== Segment start ==

Issue #9693, opened 2026-01-30
BUG:  Order Description Field Forcing "Order -" Text for all Order Descriptions


cholly75:
**Describe the Bug**
When adding or editing the docket entry for an Order, if the user types anything into the Description field, the field is being populated with the text "Order -" and will not allow the user to remove it. This should not be happening. The user can type text after the "Order -" however they cannot remove the "Order -" portion of the field (it keeps reappearing in the field). 

On the Add or Edit Docket Entry screen, select any document type that is an order. Enter or modify the "What is this order for?" or Description field. Note that the "Order-" text is inserted at the beginning of the string and cannot be removed. This is also visible in the Document Preview text. 

If the document's default Description text is unmodified or appended to, it appears to retain the value without adding the "Order -" text. Interaction with the field default appears to be the trigger for this behavior.

This appears to be related to the work done in #9472 .

**Business Impact/Reason for Severity**

**In which environment did you see this bug?**
PROD, TEST

**Who were you logged in as?**

**What were you doing when you discovered this bug? (Using the application, demoing, smoke tests, testing other functionality, etc.)**

**To Reproduce**

1. Log in as a Docket clerk
2. Upload a PDF file with description "Test This". Apply and save the signature to the Draft. 
3. Click "Add Docket Entry".
4. In the Document Type field, select "Order". Note the default value "Order" populates in the "What Is This Order For?" field.
5. Click into the "What is this order for?" field and backspace out or edit the default text.
6. Note that the text "Order -" is inserted into the field and cannot be removed (it simply keeps reappearing).

-----------------

1. Log in as a Docket clerk
2. Upload a PDF file with description "Test This". Apply and save the signature to the Draft. 
3. Click "Add Docket Entry".
4. In the Document Type field, select "Standing Pretrial Order". Note the value "Order - Test This" populates in the Description field.
5. Click into the Description field and attempt to edit the text.
6. Note that the text "Order -" is inserted into the field and cannot be removed (it simply keeps reappearing).

-------------------

1. Log in as a Docket clerk
2. Upload a PDF file with description "Test This". Apply and save the signature to the Draft. 
3. Click "Add Docket Entry".
4. In the Document Type field, select "Order". Note the default value "Order" populates in the "What Is This Order For?" field.
5. Click into the "What is this order for?" field after the default "Order" text. Type in text.
6. Note that the issue does not occur.

**Expected Behavior**

**Actual Behavior**
A clear and concise description of what actually happened.
[...]

Issue #9472, opened 2025-12-08
Stamp Disposition - Add "Order -" to Docket Description


cholly75:
As a DAWSON user, so that I can easily tell that a stamp disposition order is in fact an order, I need the docket entry descriptions for stamp orders to begin with "Order -".

We have received user feedback that sometimes it is hard to distinguish between a stamp order and the motion it is acting on just from the description in the docket record, because the default description for the Order begins with the same description as the Motion.

To better signify that the order is an order, we would like to add "Order -" to the beginning of stamp order title and docket entry descriptions.

## Acceptance Criteria
* The description for stamp disposition orders is generated with the text "Order - " prepended to the rest of the generated title/description

## Notes
* No need to update existing Stamped Motions in the system

## Test Cases
Test cases for this story are in Test Rail

## Definition of Done (Updated 01-16-24)
**Product Owner**
 - [ ] Acceptance criteria have been met and validated on the Court's test environment
 - [ ] Add scenario to testing document, if applicable (https://docs.google.com/spreadsheets/d/1FUHKC_YrT-PosaWD5gRVmsDzI1HS_U-8CyMIb-qX9EA/edit?usp=sharing)

**Engineering**
 - [ ] Automated test scripts have been written, including visual tests for newly added PDFs.
 - [ ] Field level and page level validation errors (front-end and server-side) integrated and functioning.
 - [ ] New screens have been added to cypress accessibility axe
 - [ ] All new functionality verified to work with keyboard and macOS voiceover https://www.apple.com/voiceover/info/guide/_1124.html.
 - [ ] Swagger docs have been updated if API endpoints have been added or updated.
 - [ ] UI should be touch optimized and responsive for external users.
 - [ ] Interactors should validate entities before calling persistence methods.
 - [ ] Features have been optimized where possible to reduce response times. For example, reducing api response times, parallelizing client network calls, optimizing database reads, etc.
 - [ ] Types have been added to all added and updated functions.
 - [ ] Code refactored for clarity and to remove any known technical debt.
 - [ ] Acceptance criteria for the story has been met.
 - [ ] If there are special instructions in order to deploy into the next environment, add them as a comment in the story.
 - [ ] Code that resides in the shared folder that only runs on the API or browser has been moved to either /web-client or /web-api.

ttlenard:
@paulo-filho-ctr 

Testing Feedback:

- [ ] Test Run T6149 is failing at multiple steps.

[...]

PR #9704, opened 2026-02-03
9693: fix document title and description from stamp disposition to test 1770139476

paulo-filho-ctr:
## Summary

[9693](https://github.com/ustaxcourt/ef-cms/issues/9693) addressed a bug when adding a docket entry. On a previous feature [9472](https://github.com/ustaxcourt/ef-cms/issues/9472) the docket entry description would append an "Order -" prefix to stamp disposition. It created a bug where the prefix "Order -" could not be removed from the description. The original solution had parts done in the api, and some in the web app. The PR moves all the logic to the api, for more consistent writes while fixing the bug on the web app.

### Includes

- A new business utility `setDocumentTitle` and its tests


devinganey613 (approved):

devinganey613 (approved):

zacharybrown204 (approved):

shared/src/business/utilities/setDocumentTitle.ts
```diff
@@ -0,0 +1,10 @@
+import { Stamp } from '@shared/business/entities/Stamp';
+
+export function setDocumentTitle(documentTitle: string, stampData: Stamp) {
+  const prefix = 'Order - ';
+  return stampData.disposition
+    ? documentTitle.startsWith(prefix)
+      ? documentTitle
+      : `${prefix}${documentTitle}`
+    : documentTitle;
+}
```
jimlerza, line 10: This always returns a string, so we should add a return type. You don't have to update this PR with that, just as long as it makes it into the PR to staging.

jimlerza (approved):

== Segment end ==

## Exercise details
Please print verbatim each line from the first line of the entries above to the line that contains "When adding or", inclusive, and nothing more.

## Task answer
Issue #9693, opened 2026-01-30
BUG:  Order Description Field Forcing "Order -" Text for all Order Descriptions


cholly75:
**Describe the Bug**
When adding or editing the docket entry for an Order, if the user types anything into the Description field, the field is being populated with the text "Order -" and will not allow the user to remove it. This should not be happening. The user can type text after the "Order -" however they cannot remove the "Order -" portion of the field (it keeps reappearing in the field). 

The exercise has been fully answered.